### Work required
Start at the line with "<!-- Model Context" in the records below, stop at the line with "import org.springframework.web.client.RestClient;", and return every line in that span exactly, the two end lines included.

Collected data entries
PR #4381, opened 2026-06-04
dbeaver/pro#8333 fix: Eliminate React 19 error in useEditorDefaultExtensions

SychevAndrey:
replace useRef with useState for managing editor options state


sergeyteleshev (dismissed):

webapp/packages/plugin-codemirror6/src/useEditorDefaultExtensions.ts
```diff
@@ -119,16 +119,18 @@ const DEFAULT_EXTENSIONS_COMPARTMENT = new Compartment();
...
+    options,
+    result: createExtensions(options),
+  }));
 
-  if (isOptionsChanged || extensions.current === null) {
-    previousOptions.current = options;
-    extensions.current = createExtensions(options);
+  if (!isObjectsEqual(options, state.options)) {
+    const result = createExtensions(options);
+    setState({ options, result });
```
devnaumov: this will cause extra rerenders, its better to comment such code parts as expected than fix it this way

devnaumov (changes requested):

webapp/packages/plugin-codemirror6/src/useEditorDefaultExtensions.ts
SychevAndrey: how many? how will it affect the product?

devnaumov: Props are changed -> rerender, then if options are different, you are setting state that rerenders one more time and its just a bad react practice. You are executing state update from component body to sync state from props, it might cause infinite rerenders and other problems. I think that the prev approach is cleaner and less buggy. If we know what we are doing, we dont need to fix it. I suggest to disable this eslint rule as this pattern is commonly used across react ecosystem, what do you think?

devnaumov (changes requested):

PR #4386, opened 2026-06-05
[CB] Create project form with options tab

sergeyteleshev:
closes https://github.com/dbeaver/pro/issues/9525


webapp/packages/plugin-project-info/src/ProjectInfoForm/Options/ProjectInfoFormOptions.tsx
```diff
@@ -0,0 +1,50 @@
...
+          </InputField>
+          <InputField name="id" value={project?.id ?? ''} readOnly>
+            {translate('plugin_project_info_form_options_field_id')}
+          </InputField>
+          {project?.description && (
+            <Textarea name="description" value={project.description} readOnly>
+              {translate('plugin_project_info_form_options_field_description')}
+            </Textarea>
+          )}
+          <InputField name="shared" value={project ? translate(project.shared ? 'ui_yes' : 'ui_no') : ''} readOnly>
```
devnaumov: Probable we should use checkboxes to show this info?

webapp/packages/plugin-project-info/src/ProjectInfoForm/Options/ProjectInfoFormOptionsPart.ts
```diff
@@ -0,0 +1,44 @@
...
+ */
+
+import type { IExecutionContextProvider } from '@cloudbeaver/core-executor';
+import type { ProjectInfo, ProjectInfoResource } from '@cloudbeaver/core-projects';
+import { FormPart, type IFormState } from '@cloudbeaver/core-ui';
+
+import type { IProjectInfoFormState } from '../IProjectInfoFormState.js';
+
+export interface IProjectInfoFormOptionsState {
+  projectInfo: ProjectInfo | null;
```
devnaumov: Probably we should just list properties here, why do we need extra level of projectInfo?

webapp/packages/plugin-project-info/src/ProjectInfoTreeMenuBootstrap.ts
```diff
@@ -0,0 +1,51 @@
...
+
+import { Bootstrap, injectable } from '@cloudbeaver/core-di';
+import { DATA_CONTEXT_NAV_NODE } from '@cloudbeaver/core-navigation-tree';
+import { ActionService, MenuService } from '@cloudbeaver/core-view';
+
+import { ACTION_PROJECT_INFO } from './actions/ACTION_PROJECT_INFO.js';
+import { ProjectInfoFormService } from './ProjectInfoForm/ProjectInfoFormService.js';
+
+@injectable(() => [ActionService, MenuService, ProjectInfoFormService])
+export class ProjectInfoTreeMenuBootstrap extends Bootstrap {
```
devnaumov: Please rename it to ProjectInfoBootstrap

webapp/packages/plugin-project-info/src/ProjectInfoTreeMenuBootstrap.ts
```diff
@@ -0,0 +1,51 @@
...
+      getItems: (context, items) => [...items, ACTION_PROJECT_INFO],
+    });
+
+    this.actionService.addHandler({
+      id: 'action-project-info-handler',
+      actions: [ACTION_PROJECT_INFO],
+      contexts: [DATA_CONTEXT_NAV_NODE],
+      isActionApplicable: context => {
+        const node = context.get(DATA_CONTEXT_NAV_NODE);
+        return !!node?.projectId;
```
devnaumov: please use isProjectNode fn also, it should be applied to the project node iitself

devnaumov (changes requested):

webapp/packages/plugin-project-info/src/ProjectInfoTreeMenuBootstrap.ts
sergeyteleshev: I did that on purpose. The feature is harder to find if it applies only for project node

webapp/packages/plugin-project-info/src/ProjectInfoForm/Options/ProjectInfoFormOptions.tsx
sergeyteleshev: Screenshot 2026-06-08 at 10 20 01

Screenshot 2026-06-08 at 10 20 19

webapp/packages/plugin-project-info/src/ProjectInfoTreeMenuBootstrap.ts
devnaumov: We want to keep navigation tree menu light, also we groomed it as action on the project node level so its fine if it will be only there

devnaumov (dismissed):

devnaumov (approved):

PR #4388, opened 2026-06-05
dbeaver/pro#9120 cloudbeaver conf generator

yagudin10:


apps/config-generator/pom.xml
```diff
@@ -0,0 +1,37 @@
...
+        <maven.compiler.source>21</maven.compiler.source>
+        <maven.compiler.target>21</maven.compiler.target>
+        <project.build.sourceEncoding>UTF-8</project.build.sourceEncoding>
+    </properties>
+
+    <dependencies>
+        <dependency>
+            <groupId>com.google.code.gson</groupId>
+            <artifactId>gson</artifactId>
+            <version>2.13.2</version>
```
serge-rider, line 21: Use deps from dbeaver-commmon

config/template/cloudbeaver-base.conf
```diff
@@ -0,0 +1,271 @@
+{
```
serge-rider, line 1: Lets keep template somewhere in /config, not in tool sources

serge-rider (changes requested):

PR #4405, opened 2026-06-17
dbeaver/pro#9588 remove top margin

devnaumov:
closes [9588](https://github.com/dbeaver/pro/issues/9588)


webapp/common-react/@dbeaver/react-data-grid/src/formatters/BooleanFormatter.tsx
```diff
@@ -31,7 +31,7 @@ export function BooleanFormatter({ value, className, onClick, onKeyDown, focusab
       onKeyDown={handleKeyDown}
       onClick={onClick}
     >
-      {value === null ? <NullFormatter /> : <CheckboxIndicator size="small" checked={value} />}
+      {value === null ? <NullFormatter /> : <CheckboxIndicator className="tw:mt-0!" size="small" checked={value} />}
```
sergeyteleshev: checkbox automatically adjusts to the center in every part of the app fine, but something went wrong here:
`margin-top: calc(var(--dbv-kit-checkbox-height) * (calc(1 - var(--dbv-kit-checkbox-check-size)) / 2))`

maybe delete `tw:items-center` for the container and fix `NullFormatter` styles if something is broken for it?

sergeyteleshev (dismissed):

webapp/common-react/@dbeaver/react-data-grid/src/formatters/BooleanFormatter.tsx
devnaumov: There should not be margin top on checkbox level and on components in general, margins should be applied in the place of use by parent components of via classname. Otherwise it will break layout

sergeyteleshev (approved):

PR #193, opened 2026-05-31
feat: replaced default connection factory of RestClient to the http5 …

### LINKED ISSUE #100: Error 400 with vLLM via OpenAI integration
**Current behavior**
When using vLLM via the OpenAI integration the following error occurs:

http 400 error:
`validation error: {'type': 'missing', 'loc': ('body',), 'msg': 'Field required', 'input': None}`

I solved it adding a nginx sidecar to deployment yaml using the recommendation of AI below (proxy_http_version and proxy_request_buffering fix). But it's just a workaround.

**Expected behavior**
The vLLM integration works out of the box

**Possible solutions 1**
The provider builds its `RestClient` here, with no custom request factory:

```47:56:src/main/java/org/remus/giteabot/ai/openai/OpenAiProviderMetadata.java
    public RestClient buildRestClient(AiIntegration integration, String decryptedApiKey) {
        if (decryptedApiKey == null || decryptedApiKey.isBlank()) {
            throw new IllegalStateException("OpenAI integration requires an API key");
        }
        return RestClient.builder()
                .baseUrl(integration.getApiUrl())
                .defaultHeader("Authorization", "Bearer " + decryptedApiKey)
                .defaultHeader("Content-Type", "application/json")
                .build();
    }
```

A change there pinning the JDK client to HTTP/1.1 usually fixes this class of issue. Conceptually:

```java
java.net.http.HttpClient jdk = java.net.http.HttpClient.newBuilder()
        .version(java.net.http.HttpClient.Version.HTTP_1_1)
        .build();

return RestClient.builder()
        .baseUrl(integration.getApiUrl())
        .requestFactory(new JdkClientHttpRequestFactory(jdk))
        .defaultHeader("Authorization", "Bearer " + decryptedApiKey)
        .defaultHeader("Content-Type", "application/json")
        .build();
```

Caveats:
- This affects **all** OpenAI integrations, including real OpenAI. Real OpenAI is happy with HTTP/1.1, so practically harmless, but it's a global behavior change.
- Better placed on a dedicated `VllmProviderMetadata` (Path B from my last message) so it only impacts vLLM connections.

If HTTP/1.1 alone doesn't help, swap `JdkClientHttpRequestFactory` for **Apache HttpClient 5** — it's the most battle-tested HTTP client for Java↔Python servers and is the easiest workaround for the chunked-encoding edge case. That requires adding `org.apache.httpcomponents.client5:httpclient5` to `pom.xml` and using `HttpComponentsClientHttpRequestFactory`.

**Possible solution 2**
Add the workaround by adding an nginx to the deployment, like described in https://github.com/tmseidel/ai-git-bot/issues/14#issuecomment-4386283297

tmseidel:
…connectionfactory from httpclient for OpenAiProviderMetadata.java to fix several 400er error that come up when using several openai based llm interfaces

### DIFF
--- a/pom.xml
+++ b/pom.xml
@@ -81,6 +81,11 @@
             <groupId>org.thymeleaf.extras</groupId>
             <artifactId>thymeleaf-extras-springsecurity6</artifactId>
         </dependency>
+        <dependency>
+            <groupId>org.apache.httpcomponents.client5</groupId>
+            <artifactId>httpclient5</artifactId>
+        </dependency>
+
 
         <!-- Model Context Protocol client SDK -->
         <dependency>
--- a/src/main/java/org/remus/giteabot/ai/openai/OpenAiProviderMetadata.java
+++ b/src/main/java/org/remus/giteabot/ai/openai/OpenAiProviderMetadata.java
@@ -1,8 +1,10 @@
 package org.remus.giteabot.ai.openai;
 
+import org.apache.hc.client5.http.impl.classic.HttpClients;
 import org.remus.giteabot.admin.AiIntegration;
 import org.remus.giteabot.ai.AiClient;
 import org.remus.giteabot.ai.AiProviderMetadata;
+import org.springframework.http.client.HttpComponentsClientHttpRequestFactory;
 import org.springframework.stereotype.Component;
 import org.springframework.web.client.RestClient;
 
@@ -48,8 +50,12 @@ public class OpenAiProviderMetadata implements AiProviderMetadata {
         if (decryptedApiKey == null || decryptedApiKey.isBlank()) {
             throw new IllegalStateException("OpenAI integration requires an API key");
         }
+        var httpClient = HttpClients.createDefault();
+        HttpComponentsClientHttpRequestFactory factory =
+                new HttpComponentsClientHttpRequestFactory(httpClient);
         return RestClient.builder()
                 .baseUrl(integration.getApiUrl())
+                .requestFactory(factory)
                 .defaultHeader("Authorization", "Bearer " + decryptedApiKey)
                 .defaultHeader("Content-Type", "application/json")
                 .build();


max-california (commented):
## 🤖 Agentic Code Review

## Summary

The intent makes sense, but I see one maintainability/performance issue that should be addressed before merging: this change creates a new Apache `HttpClient` per OpenAI integration/client build and never closes it. Because `AiClientFactory` caches the resulting `AiClient`, those connection managers can live for a long time and accumulate across config changes.

## Findings

### Blocking

- **Potential connection-pool/resource leak from per-client `HttpClient` creation**
  - **File:** `src/main/java/org/remus/giteabot/ai/openai/OpenAiProviderMetadata.java:53-58`
  - `HttpClients.createDefault()` creates a new Apache client with its own connection manager. This PR instantiates one every time `buildRestClient(...)` runs, but the returned `RestClient`/`OpenAiClient` path has no corresponding shutdown hook or close path.
  - In this codebase, `AiClientFactory` caches clients by integration ID + `updatedAt` (`src/main/java/org/remus/giteabot/admin/AiClientFactory.java:39-48`). When an integration changes, a new client is built and the old cached client is simply replaced; nothing closes the old Apache client.
  - Over time, especially in environments with multiple integrations or config churn, this can leave behind idle pools/threads/sockets.

  **Suggestion:** avoid creating a fresh transport inside `OpenAiProviderMetadata`. Prefer one of:
  1. inject/reuse a singleton `ClientHttpRequestFactory` / Apache `CloseableHttpClient` bean managed by Spring, or
  2. extend the factory/cache layer so the underlying Apache client is tracked and closed on eviction/rebuild, if per-integration customization is truly required.

### Non-blocking

- **Please document why OpenAI alone needs a custom request factory**
  - **Files:** `src/main/java/org/remus/giteabot/ai/openai/OpenAiProviderMetadata.java`, `pom.xml`
  - The description mentions fixing “several 400er error[s]”, but the code doesn’t explain what behavior in the default `RestClient` transport was problematic, nor why Apache HttpClient 5 fixes it.
  - Since the other providers still use the default request factory, a short comment with the concrete symptom would help future maintainers decide whether this should be generalized, reverted, or tuned further.

- **Missing timeout/pool configuration may make behavior less predictable**
  - **File:** `src/main/java/org/remus/giteabot/ai/openai/OpenAiProviderMetadata.java:53-55`
  - If you are switching transports specifically to improve reliability under concurrent OpenAI use, it would be worth configuring connect/read timeouts and, if relevant, pool settings explicitly rather than relying on `createDefault()`.
  - That’s not necessarily wrong today, but it weakens the stated “fix” because the transport change is otherwise fairly opaque.

## Overall

Good direction, but I’d hold this until the Apache client lifecycle is handled properly. The functional change is plausible; the resource-management story is the main concern.

---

### Output
         <!-- Model Context Protocol client SDK -->
         <dependency>
--- a/src/main/java/org/remus/giteabot/ai/openai/OpenAiProviderMetadata.java
+++ b/src/main/java/org/remus/giteabot/ai/openai/OpenAiProviderMetadata.java
@@ -1,8 +1,10 @@
 package org.remus.giteabot.ai.openai;
 
+import org.apache.hc.client5.http.impl.classic.HttpClients;
 import org.remus.giteabot.admin.AiIntegration;
 import org.remus.giteabot.ai.AiClient;
 import org.remus.giteabot.ai.AiProviderMetadata;
+import org.springframework.http.client.HttpComponentsClientHttpRequestFactory;
 import org.springframework.stereotype.Component;
 import org.springframework.web.client.RestClient;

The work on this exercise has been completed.